Biceps Tendon Injuries
What is the biceps tendon?
The biceps is a muscle in the upper arm that helps flex the elbow, supinate (face palms of the hand upwards) the forearm, and to a small degree flex the shoulder. This discussion focuses on injuries to the biceps muscle/tendon unit in the shoulder joint. There is also a biceps tendon further down the arm at the elbow that can also be injured. This is discussed in further detail in the elbow section under “distal biceps ruptures.”
How is the biceps tendon injured?
The most common injury to the biceps is tearing, fraying, and occasionally rupture from its connection point in the shoulder. This is caused by degenerative changes to the tendon itself, as well as mechanical injury to the tendon from bone spurs, heavy lifting, and different types of sporting activities. Another cause of biceps injury is in the setting of a subscapularis tear (a type of rotator cuff tear), where the biceps actually dislocates from its normal position in the shoulder.
What are some signs and symptoms of biceps tendon problems?
The most common complaint is pain over the front of the shoulder; however, biceps tendon injuries can have symptoms consistent with rotator cuff tears or arthritis in the shoulder or collarbone. These include pain with activity/overhead motion, weakness, and night pain. Some patients with biceps injuries have pain only with certain movements that activate the biceps muscle. Motions such as flexing the elbow, carrying heavy weights, and even throwing movements are some common complaints.
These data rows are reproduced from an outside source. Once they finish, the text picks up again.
PR #1666, opened 2026-07-17
Add shadow logging for query + incrementing modes with extra clauses in query config

KGaneshDatta:
> **This PR is shadow logging only. It does not reject any configuration and does not change
> connector behaviour.** The goal is to measure, from CCloud logs, how many real configs would be
> affected before an enforcing validation is proposed in a follow-up.

## Problem
In an incremental query mode (`incrementing`, `timestamp`, or `timestamp+incrementing`) with a custom `query`, the connector builds its statement by concatenating its own criteria onto the **end** of the user's query:

- `incrementing` → ` WHERE <inc> > ? ORDER BY <inc> ASC`
- `timestamp` → ` WHERE <ts> > ? AND <ts> < ? ORDER BY <ts> ASC`
- `timestamp+incrementing` → ` WHERE <ts> < ? AND ((<ts> = ? AND <inc> > ?) OR <ts> > ?) ORDER BY <ts>,<inc> ASC`

This only produces valid SQL when the query's **outermost** `SELECT` is "bare". If the outermost `SELECT` already contains a top-level `WHERE`, `ORDER BY`, `GROUP BY`, `HAVING`, `LIMIT`/`OFFSET`/`FETCH`, or is a set operation (`UNION`/`INTERSECT`/`EXCEPT`), the appended `WHERE … ORDER BY …` yields invalid SQL (e.g. `… ORDER BY x WHERE … ORDER BY …`). The connector accepts the config at create time and only fails **at runtime on every poll** with a driver `SQLException` — on Confluent Cloud this surfaces after creation as a `FAILED` task, so the misconfiguration isn't caught up front.

The documented, supported way to filter in these modes is to wrap the query in a sub-select so the outermost `SELECT` stays bare (see [Custom WHERE clauses with query modes](https://docs.confluent.io/kafka-connectors/jdbc/current/source-connector/overview.html#specifying-a-where-clause-with-query-modes)), e.g. `SELECT * FROM (SELECT … WHERE … ORDER BY …) sub`. Today nothing steers users toward that pattern before the failure.

## Solution
Before proposing an enforcing validation, this PR adds a **shadow (log-only) detector** so the
fleet-wide blast radius can be measured from real CCloud configs.

`JdbcSourceConnectorValidation.logQueryAppendedCriteriaCompatibility()` emits a single `INFO` line
tagged `[query-appended-criteria-shadow]` when a custom query is configured **and** the mode is
incremental **and** the query's outermost `SELECT` carries a clause that would collide with the
appended criteria. `bulk` is exempt (it never appends a criteria). It **does not** add a config
error, so nothing is rejected.

Safety properties, so the shadow cannot affect any connector:
- it is invoked **outside** the `&&` chain in `validate()`, so it can neither be short-circuited away nor influence the returned `Config`;
- the whole body is wrapped in `try/catch (Exception)`, so it can never throw;
- **the query itself is never logged** (it may contain customer data) — only the config key in use (`query` vs `query.masked`) and the mode.

The check is backed by a new helper, `SqlParser.outerSelectHasTailClauses(sql)` (reusing the existing jsqlparser dependency), which:
- inspects **only the outermost `SELECT`** — a top-level `WHERE`, `ORDER BY`, `GROUP BY`, `HAVING`, `LIMIT`/`OFFSET`/`FETCH`, or a set operation is flagged;
- **allows** clauses nested inside a `FROM` sub-select — i.e. the documented `SELECT * FROM (<your query>) sub` pattern is not flagged;
- **fails open** (returns `false`) on empty, unparseable, or non-`SELECT` input, so exotic/dialect-specific SQL is never wrongly flagged.

### How to read the resulting data
Two limitations matter when interpreting the logs, both of which cause **under**-counting:

1. **Only inbound configs are covered.** `Connector.validate()` is called on connector create/update and by the UI validate path — *not* on connector start (`JdbcSourceConnector.start()` builds its config directly). Connectors already running with a colliding query will not emit the line until someone edits their config. **Absence of the log line does not mean the fleet is clean.**
2. **Known fail-open blind spots**, all of which are real runtime breakages the detector does not flag: a trailing semicolon on an otherwise bare query (`SELECT * FROM t;`), a bare parenthesized select (`(SELECT * FROM t)`), and `FOR UPDATE`. These should be closed before any enforcing version ships.

There is no backward-compatibility risk: nothing is rejected, and the only added work is one jsqlparser
parse on the validate path.

- [ ] yes
- [x] no

## Test Strategy
- `SqlParserTest` — `outerSelectHasTailClauses`: plain select / joins / the documented sub-select pattern (not flagged); top-level `WHERE`, `ORDER BY`, `GROUP BY`+`HAVING`, `LIMIT`/`OFFSET`, set operation, and a sub-select whose *outer* select still carries `WHERE`+`ORDER BY` (flagged); null / blank / unparseable / non-`SELECT` (fail-open).
- `JdbcSourceConnectorValidationTest` — asserts both halves of the shadow contract, i.e. that the detector fires **and** that no config error is added: `incrementing` + top-level `ORDER BY`, `query.masked` + `timestamp` + top-level `WHERE`, and `timestamp+incrementing` + `UNION` are all flagged with no errors; the sub-select pattern, `bulk` + `ORDER BY`, and table-mode (no custom query) are not flagged, also with no errors.
- Manual: the parser was exercised against dialect-specific shapes to check for false positives — `SELECT TOP 10`, `WITH (NOLOCK)`, optimizer hints, quoted identifiers, CTEs with clauses inside the CTE, and `SELECT * FROM (a UNION b) sub` are all correctly left unflagged.
- Full unit suite green (1441 tests, 0 failures) and checkstyle clean.

##### Testing done:
- [x] Unit tests
- [ ] Integration tests
- [ ] System tests
- [x] Manual tests

### DIFF
--- a/src/main/java/io/confluent/connect/jdbc/util/SqlParser.java
+++ b/src/main/java/io/confluent/connect/jdbc/util/SqlParser.java
@@ -59,6 +59,10 @@ import net.sf.jsqlparser.parser.CCJSqlParserUtil;
 import net.sf.jsqlparser.schema.Column;
 import net.sf.jsqlparser.statement.Statement;
 import net.sf.jsqlparser.statement.select.OrderByElement;
+import net.sf.jsqlparser.statement.select.ParenthesedSelect;
+import net.sf.jsqlparser.statement.select.PlainSelect;
+import net.sf.jsqlparser.statement.select.Select;
+import net.sf.jsqlparser.statement.select.SetOperationList;
 import net.sf.jsqlparser.util.deparser.ExpressionDeParser;
 import net.sf.jsqlparser.util.deparser.SelectDeParser;
 import net.sf.jsqlparser.util.deparser.StatementDeParser;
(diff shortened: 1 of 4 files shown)


Kalla-Shubham (approved):
lgtm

On rare occasion, patients will hear a “pop” in the shoulder that is followed by severe pain and the development of bruising down the front of the arm over the first day. What has occurred is a rupture of the biceps tendon, and the pain can be expected to last for a few days as the inflammation resolves.
How are biceps tendon injuries treated?
The first line of treatment is non-operative management. This includes anti-inflammatory medications (such as Ibuprofen or Naproxen), a home exercise program or supervised physical therapy, and occasionally a corticosteroid injection around the injured tendon. If you continue to have pain after an appropriate course of non-operative treatment, surgery may be required to alleviate your pain.
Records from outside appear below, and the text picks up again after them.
PR #1676, opened 2026-08-10
Write PostgreSQL hstore columns from Connect maps, including off-search_path extensions

KGaneshDatta:
## Problem

**1. An hstore column could not be written back as an hstore column.**

#1661 taught the source to read `hstore` as a Connect `MAP<STRING,STRING>` (map mode) or a logical JSON string (json mode). The sink, however, mapped `MAP<STRING,STRING>` to `jsonb`, so a Postgres-to-Postgres pipeline turned an `hstore` column into a `jsonb` one. The values survived, but the target type did not, and none of the hstore operators worked at the destination.

Debezium does not have this gap: its PostgreSQL sink dialect registers `MapToHstoreType`, which maps the Connect MAP type to `hstore` with `cast(? as hstore)`. The decision is made by the dialect, with no config and no metadata on the record — the MySQL dialect registers `MapToJsonType` for the same Connect type.

**2. An hstore installed outside the connection's `search_path` was refused outright.**

`CREATE EXTENSION hstore SCHEMA ext` is a common way to segregate extensions. When the extension is not on the `search_path`, pgjdbc cannot resolve its type OID, and two things follow: `getColumnTypeName` returns the qualified `"ext"."hstore"`, and values arrive as a `PGobject` carrying raw `"k"=>"v"` text rather than a decoded `Map`.

The source recognised that state and **failed the whole task**, with a message telling the operator to change their `search_path` or set `hstore.handling.mode=none`. The sink had no way to name the type at all.

Debezium handles this transparently: `TypeRegistry.get(String)` strips the schema and quotes before its catalog lookup, and `convertHstoreToMap` parses the text form with the driver's own `HStoreConverter.fromString`. There is no reason the extension's location should be the operator's problem.

**3. Selecting hstore with no extension installed had no clear failure**, and a `MAP` bound into a column that is not an hstore failed with a raw PostgreSQL parse error that never mentioned hstore.

## Solution

**1. A Connect `MAP<STRING,STRING>` now maps to `hstore`**, matching `MapToHstoreType`. Values are serialized to hstore text and bound as text for a `::hstore` cast to parse server-side, as Debezium's `cast(? as hstore)` does.

Two guards are deliberately kept rather than copying Debezium exactly:

- The mapping stays behind `sql.complex.types.enable`. Debezium has no equivalent gate only because it had no prior MAP behaviour to preserve; we do, so upgrading alone must not change an existing pipeline.
- Only `MAP<STRING,STRING>` is accepted. `MapToHstoreType` casts to `Map<String,String>` unconditionally and would `ClassCastException` on, say, `MAP<STRING,INT32>`; the shape check turns that into the ordinary "no mapping to the SQL database column type" failure at DDL time.

json mode is unchanged and still lands in `jsonb`. A `Json` string is a JSON document that happens to have come from hstore, and that is how Debezium routes it too. So `hstore[]` round trips to `hstore[]` in map mode and to `jsonb[]` in json mode.

**2. An hstore is now recognised wherever the extension is installed, on both sides.**

- *Source*: `isHstoreType` compares the local type name, so `"ext"."hstore"` is the same type as `hstore` — the same normalisation Debezium applies before its catalog lookup. Values that arrive as raw text are parsed into the map both handling modes require, and `hstore[]` elements are normalised identically. The refusal path is gone: `isUnresolvedHstoreType`, `isUnresolvedHstoreArrayType`, `hstoreOffSearchPathError` and its message are deleted.
- *Sink*: the extension's location is resolved once per dialect instance — `to_regtype('hstore')` first, then `pg_extension` joined to `pg_namespace` — and cached alongside the maximum identifier length, which already resolves that way. The answer is held as a single `HstoreType` value (`UNRESOLVED`, `ABSENT`, or installed under a name) rather than a name plus a flag, so the three states are named and one volatile reference publishes them together. DDL and the array element type use the resulting name, so an extension in `ext` produces `"ext".hstore`, and the cast follows the type name the driver reports for the column, giving `?::"ext"."hstore"` for a pre-existing one — requoted rather than interpolated, since pgjdbc builds that qualified name without escaping an embedded quote.

**3. Both failure modes now name their cause.** With no extension installed anywhere, writing a map fails with *"the hstore extension is not installed on this database. Install it with CREATE EXTENSION hstore, in any schema."* Writing a map into a column that is not an hstore fails with *"column type is jsonb, not hstore. Recreate the column as hstore, or set sql.complex.types.enable=false"* rather than PostgreSQL's `invalid input syntax for type json`. The remediation names the type the operator would actually create, so the array form reads `column type is jsonb[], not hstore[]. Recreate the column as hstore[]` — pgjdbc reports those as `_jsonb`/`_hstore`, which is not what anyone writes in DDL. This adds no capability — `MAP` still maps to `hstore` only — it just makes the required failure legible.

Both are raised as `ConnectException`, which fails the task. Neither is a DDL failure — one throw site is `bindField` — and both conditions are properties of the database or the target table rather than of a record, so no batch split can find a record that fits and reporting each one in turn only drains a stream into a DLQ while the task reports healthy. This matches `GenericDatabaseDialect`, which raises `ConnectException` for any value it cannot bind.

A failed catalog read is deliberately distinct from an absent extension: `resolveHstoreTypeName` propagates its `SQLException` rather than returning null, so an unreadable catalog leaves the type *unresolved*, falls back to the bare name and lets PostgreSQL report the real problem. Only a confirmed absence produces the connector's own message. Because the type stays unresolved, the next connection retries the lookup, so a transient failure heals rather than pinning the bare name for the life of the task — the dialect's `getConnection()` runs when the cached connection is opened or replaced, not per batch. The resolution is skipped entirely for source tasks, which never write hstore.

### Changes from code review

Four behavioural corrections after review, none in the hstore mapping itself:

- **Both refusals are `ConnectException`.** An earlier revision raised them as `TableAlterOrCreateException` to gain the writer's rollback and the task's error-reporter routing. That was reverted: neither refusal is DDL, and both are deterministic for the whole stream, so the batch-splitting the DDL type triggers finds nothing to salvage and a DLQ would quietly absorb every record while the task looked healthy. Failing loudly is the intended outcome; the rollback and DLQ routing are given up deliberately. `TableAlterOrCreateException` no longer appears in the dialect at all.
- **The extension lookup is no longer latched off after a failure.** An earlier revision set a flag so a failed catalog read was never retried, on the premise that `getConnection()` runs per batch. It does not: `CachedConnectionProvider` calls the dialect only when the connection is opened or replaced, so the lookup already ran once per physical connection. The latch bought nothing and blocked recovery — one transient failure pinned the bare type name for the life of the task. Removed, so the next connection retries.
- **An unparseable `hstore[]` element degrades to null** instead of failing the task, matching what the scalar path already did for an optional column. Array element schemas are always optional, so the strict behaviour contradicted the mapping's own policy.
- **The `::hstore` cast requotes the driver-reported type name.** pgjdbc assembles `"schema"."type"` without escaping (its `TypeInfoCache` carries a `TODO: escaping !?`), so a schema containing a quote produced invalid DML. `resolveHstoreTypeName` already doubled quotes; this makes the two paths symmetric.

A later review round produced four more, none changing the mapping:

- **The refusal remediation names a creatable type.** The array branch fed pgjdbc's `_hstore` into the message, so it read *"column type is `_jsonb`, not `_hstore`. Recreate the column with the hstore type"* — which, followed literally, produces a scalar column that fails the next batch. It now renders `hstore[]` and names the expected type in the remediation.
- **The lookup state is one value.** `hstoreTypeName` plus `hstoreTypeResolved` made a reader reconstruct three states from two fields, where `null` meant either "not read" or "absent" depending on the flag — the source of two separate review questions. Replaced by an `HstoreType` value with named states and a `fromTypeName` factory, which also retires the hand-rolled write ordering the old field comment had to explain. `requireHstoreTypeName` became `hstoreTypeNameOrFail`, since it both returns a name and throws.
- **The unchecked cast in the array read is gone.** `asStringMap` existed only to host a `@SuppressWarnings("unchecked")` for a cast to `Map<String,String>` that erasure never verified — and the neighbouring `catch (ClassCastException)` could not fire for the same reason. Declaring the local as `Map<?, ?>` needs no cast at all: `connectMapToJson` takes `Object` and the method returns `Object`, so the type arguments were never load-bearing.
- **The `::hstore` cast is behind the flag.** It was ungated, so a STRING field carrying hstore text reached a pre-existing hstore column with the feature off, where the uncast parameter was previously rejected. The same early return also drops the local-name match that let a schema-qualified type reach `CAST_TYPES`, so with the flag off the method is the pre-feature expression exactly.
- **The `_` array prefix is a named constant.** `ARRAY_TYPE_PREFIX` replaces two unrelated literals — one building the prefix, one stripping it.

### Why a local `HstoreConverter` rather than pgjdbc's

pgjdbc ships `org.postgresql.util.HStoreConverter`, but it is not available to us: the driver is declared `runtime` scope in `pom.xml`, which is what packages it into the connector archive while keeping it off the compile classpath, so no dialect compiles against driver classes. Widening the scope to make one helper reachable would trade that property away; `provided` would additionally drop the driver from the shipped archive.

It is a separate class rather than private methods on the dialect for three reasons: `JsonConverter` is the same thing for JSON in the same package with the same single consumer; Debezium made the identical call, with a 74-line `HstoreConverter` in its `dialect/postgres` package rather than inlining it; and it is a pure text codec with no dialect state, which does not belong inside an already 1,500-line stateful class.

The parser accepts quoted pairs — what `hstore_out` emits (`"key"=>"value"` separated by `", "`, both sides quoted apart from a bare `NULL`), plus the surrounding whitespace and trailing comma that `hstore_in` also allows. Anything that is not a quoted-pair sequence did not come from PostgreSQL and is rejected rather than guessed at.

### Two overrides worth explaining

`statementBinder(…, TableDefinition, …)` is overridden **only** to carry the table definition into the binder. The interface default silently discards it, which leaves every `ColumnDefinition` null at bind time; `SqlServerDatabaseDialect`, `OracleDatabaseDialect` and `SybaseDatabaseDialect` all already override it for the same mechanical reason, so this closes a pre-existing gap rather than introducing a pattern — though they read the definition to choose a better bind (`setNString`, `setBlob`) rather than to reject one, and Sybase does not read it at all. It is safe: `colDef` is otherwise unused in the generic bind path, so the only consumer of the now-non-null value is the hstore column check.

`bindField(…, ColumnDefinition, String)` is overridden because it is the only bind entry point given the column definition — `maybeBindPrimitive`, where the hstore bind happens, does not receive it.

- [ ] yes
- [x] no

##### If yes, where?

`hstore` is a PostgreSQL extension type, so this is contained in `PostgreSqlDatabaseDialect`.

## Test Strategy

**Unit** — the hstore text form in both directions: quoting, escaping, a NULL value versus the string `"NULL"`, delimiters inside keys and values, the empty map, a serialize/parse round trip, and rejection of anything that is not a quoted-pair sequence. Plus `isHstoreType` across schemas, the DDL and bind for both handling modes, the schema-qualified type name for an extension in another schema, the cast following the driver-reported column type, unresolved-is-not-absent, and both new failures naming their field and column type.

The hstore text codec is covered by its own `HstoreConverterTest` in `util`, alongside `JsonConverterTest` for its sibling class. Those assertions previously lived in the dialect test; moving them adds key-order preservation (which `Map.equals` cannot show), the whitespace and trailing comma `hstore_in` tolerates, and the position named in a malformed-text failure.

**Integration** — auto-create producing a real `hstore` column and reading it back through the hstore operators; the same against an extension installed in `ext` and off the `search_path`; writing into a hand-created `ext.hstore` column; the task failing when the extension is missing; the task failing when the target column is not an hstore; source reads of a qualified `ext.hstore` and `ext.hstore[]` in map and json modes; and map-mode and json-mode round trips for both `hstore` and `hstore[]`, covering a single pair, several pairs, a NULL hstore *value*, special characters, an empty hstore, a SQL NULL column and a numeric-looking value that must stay text.

The cast gate is covered in both directions end to end: with the flag off a STRING into a pre-existing hstore column is refused by PostgreSQL, and with it on the same record lands as a real hstore, queryable through `->`.

One integration test covers the deliberate degradation rather than a success path: when the catalog read fails, the type name stays unresolved and the bare `hstore` is assumed, which is only safe because PostgreSQL then rejects it. `testUnresolvedHstoreAssumesTheBareNameAndTheWriteIsRejected` pins both routes the guess reaches — the DDL fails with `type "hstore" does not exist`, and the array bind fails in `createArrayOf` with *Unable to find server array type for provided name hstore* — against a database with the extension in `ext`. It reaches the unresolved state via an unreachable URL rather than a refused catalog read; the state and both failures are identical, and forcing a real permission error needs a restricted role plus a `REVOKE` on a system catalog.

**End to end** — `testHstoreRoundTripWithExtensionOutsideSearchPath` runs the whole feature against an extension in its own schema: a dedicated database with `CREATE EXTENSION hstore SCHEMA ext`, the source reading `ext.hstore` and `ext.hstore[]`, and the sink provisioning and writing native `hstore` and `_hstore` columns, verified through `OPERATOR(ext.->)` and `ext.akeys`. This is the case that previously failed the source task outright.

Run locally against the embedded Postgres:

- `PostgreSqlDatabaseDialectTest` — 126/126 and `HstoreConverterTest` — 8/8, so 134 unit tests for the dialect and the codec at `ecc2781a`
- `PostgresDatatypeIT` — 74/74 passing at `ecc2781a` (full class, not just the new cases; 920s against embedded Postgres)
- Semaphore green on `ecc2781a` — **1731 tests passed**
- Full unit suite locally — the only error is the pre-existing `JdbcSourceTaskLifecycleTest` Derby teardown flake (`DirectoryNotEmptyException`), which passes 10/10 in isolation and is in a file this PR does not touch
- `mvn -o validate` checkstyle clean

**Not run:** the Docker-based Postgres IT classes, including `PostgreSqlSourceDialectIT` and `PostgresSinkDialectIT`. They cannot start on a current Docker Engine: `testcontainers.version` is 1.17.3, whose docker-java speaks Engine API 1.32, while Docker 29 reports `MinAPIVersion 1.40` and rejects the client outright. That blocks 15 of the 17 Postgres IT classes for anyone on Docker 29 and is unrelated to this change — worth its own `testcontainers.version` bump. `PostgresDatatypeIT` is unaffected because it uses embedded Postgres rather than Testcontainers.

##### Testing done:
- [x] Unit tests
- [x] Integration tests
- [ ] System tests
- [x] Manual tests

## Release Plan

Targets `10.9.x`, to be forward-merged to `master` with the rest of the complex-types work. No new configuration.

Behaviour changes to call out in the release notes, all under `sql.complex.types.enable=true`:

- A Connect `MAP<STRING,STRING>` that previously auto-created a `jsonb` column now creates an `hstore` one, and the hstore extension becomes a requirement for any such field — including maps that did not originate from an hstore column.
- Writing a `MAP` into a **pre-existing** non-hstore column now fails with a message naming the required type — and this is a genuine behaviour change, not only a better diagnostic. Before, a `MAP` was serialized to JSON, which **every** candidate column accepted: `jsonb` and `json` via their casts, and `text`/`varchar` with no cast at all. All of those writes succeeded. They now fail. For `jsonb`/`json` the write would fail regardless once the value became hstore text (`invalid input syntax for type json`), so there the check only improves the message; for `text`/`varchar` the check itself is what converts a success into a failure. That is deliberate: silently storing `"k"=>"v"` in a text column changes the on-disk format without telling anyone. Only reachable with `sql.complex.types.enable=true`, which has never shipped.
- A source that previously **failed the task** on an hstore outside the `search_path` now maps the column. This is a fix, but it is a behaviour change: the old `search_path` error no longer exists, and such columns start flowing where they were previously fatal.

Nothing is visible with the flag at its default. That includes the `::hstore` cast: it takes the destination column's type, so it would otherwise have applied to any pipeline writing a STRING into a pre-existing hstore column, turning a rejection into a success without the flag being touched. It is gated, so a flag-off pipeline behaves exactly as on `10.9.x` — verified by running the cast over 52 column types on both and diffing, identical. The scalar `::json`, `::jsonb` and `::uuid` casts pre-date the feature and are untouched.

The complex types have not shipped, so no released pipeline is affected.

Reverting is safe and self-contained — no config, schema or offset format changes.

Note for whoever merges second: this PR and #1677 both touch `PostgreSqlDatabaseDialect.java` and `PostgresDatatypeIT.java`. I performed the merge locally to verify it — **four** conflicts, all union merges:

| Conflict | Resolution |
|---|---|
| `bindArray` javadoc | keep `bytea` in the element list **and** the `arrayElementBinding(Schema, String)` signature |
| `byteArrayFor`/`bytesOf` vs `hstoreArrayFor` | keep all three; `hstoreArrayFor` keeps its own javadoc |
| `valueTypeCast` | union on the local name — hstore first (returning the reported qualified name), then `CAST_TYPES`, then the `_`-prefixed array form |
| `testAutoCreateArrayColumnTypes` | keep both expectations: `a_hstore → _hstore` and `a_bytes → _bytea` |

That merge was verified when this branch was at `950c70db`; both branches have since moved, so the conflict list is a guide rather than a guarantee — re-run the merge before relying on it. Note that both PRs add the same `fieldName` parameter to `bindArray`/`arrayElementBinding`, so that part merges as an identical change rather than a divergence.

### DIFF
--- a/src/main/java/io/confluent/connect/jdbc/dialect/PostgreSqlDatabaseDialect.java
+++ b/src/main/java/io/confluent/connect/jdbc/dialect/PostgreSqlDatabaseDialect.java
@@ -85,6 +85,10 @@ public class PostgreSqlDatabaseDialect extends GenericDatabaseDialect {
    * The type name to write hstore columns with, resolved once per connection: {@code hstore} when
    * the extension is on the search_path, {@code "schema".hstore} when it is installed elsewhere,
    * and null when it is not installed at all. Visible for testing.
+   *
+   * <p>{@link #hstoreTypeResolved} is written last, inside the {@code synchronized} block in
+   * {@link #getConnection()}. Both are volatile, so a reader that sees it {@code true} is
+   * guaranteed to see the name written before it, and needs no lock of its own.
    */
   volatile String hstoreTypeName;
   volatile boolean hstoreTypeResolved;
@@ -210,9 +214,18 @@ public class PostgreSqlDatabaseDialect extends GenericDatabaseDialect {
       if (maxIdentifierLength <= 0) {
         maxIdentifierLength = computeMaxIdentifierLength(result);
       }
-      if (!hstoreTypeResolved && complexTypesEnabled()) {
-        hstoreTypeName = resolveHstoreTypeName(result);
-        hstoreTypeResolved = true;
+      // Only the sink writes hstore columns, so a source task never pays for the lookup.
+      if (!hstoreTypeResolved && complexTypesEnabled() && config instanceof JdbcSinkConfig) {
+        try {
+          hstoreTypeName = resolveHstoreTypeName(result);
+          // Written last: see the ordering note on hstoreTypeResolved.
+          hstoreTypeResolved = true;
+        } catch (SQLException e) {
+          // Leave it unresolved rather than report the extension as missing, which would name the
+          // wrong cause. A write then assumes the bare type name and lets PostgreSQL say why.
+          log.warn("Unable to determine where the hstore extension is installed; hstore columns "
+              + "will be written as the unqualified type", e);
+        }
       }
     }
     return result;
@@ -221,9 +234,10 @@ public class PostgreSqlDatabaseDialect extends GenericDatabaseDialect {
   /**
    * Locate the hstore extension: the bare name when {@code search_path} resolves it, otherwise the
    * schema it was installed into, so {@code CREATE EXTENSION hstore SCHEMA ext} is usable without
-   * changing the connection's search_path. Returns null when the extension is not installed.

Biceps tendon tears are treated in one of two ways: biceps tenotomy (cutting the tendon and letting it retract) vs biceps tenodesis (cutting the tendon and reattaching it to the arm bone). The goal of cutting the tendon is to remove the injured and diseased part of the tendon from the shoulder joint and biceps groove (where some research has suggested might be the area causing the most pain). No differences in pain relief and return to activities has been demonstrated through research. The downside of a tenotomy is the possibility of a “popeye” deformity where the biceps muscle can “ball up” in the arm as the cut tendon retracts down the arm. The popeye deformity does not happen 100% of the time, and for many people, the slight abnormal appearance of the muscle is not too big a deal. A second downside of a tenotomy is the small possibility of short-term cramping of the muscle in the early post-operative period. This usually doesn’t last long, and is very uncommon after 6-9 months after surgery. In contrast to a tenotomy, a biceps tenodesis can prevent the popeye deformity and most cases of cramping. However, this comes at the expense of a bigger, more invasive surgery that often requires an open incision near the arm pit (1-2 inch incision). Secondly, rehabilitation is prolonged after a tenodesis in comparison to a tenotomy. A sling is required for the first 5-6 weeks, and supervised physical therapy is initiated, similar to a rotator cuff repair. In contrast, patients who have undergone a biceps tenotomy can return to activities as soon as they feel comfortable. If you have spontaneously ruptured your biceps tendon, you have in-essence done your own biceps tenotomy, and no surgery is required.
A dislocating biceps tendon is often caused by a tear of the subscapularis muscle. Treatment of the biceps, in addition to repair of the torn subscapularis muscle, is the same – either a biceps tenotomy or tenodesis, depending on patient preference and the condition of the tendon.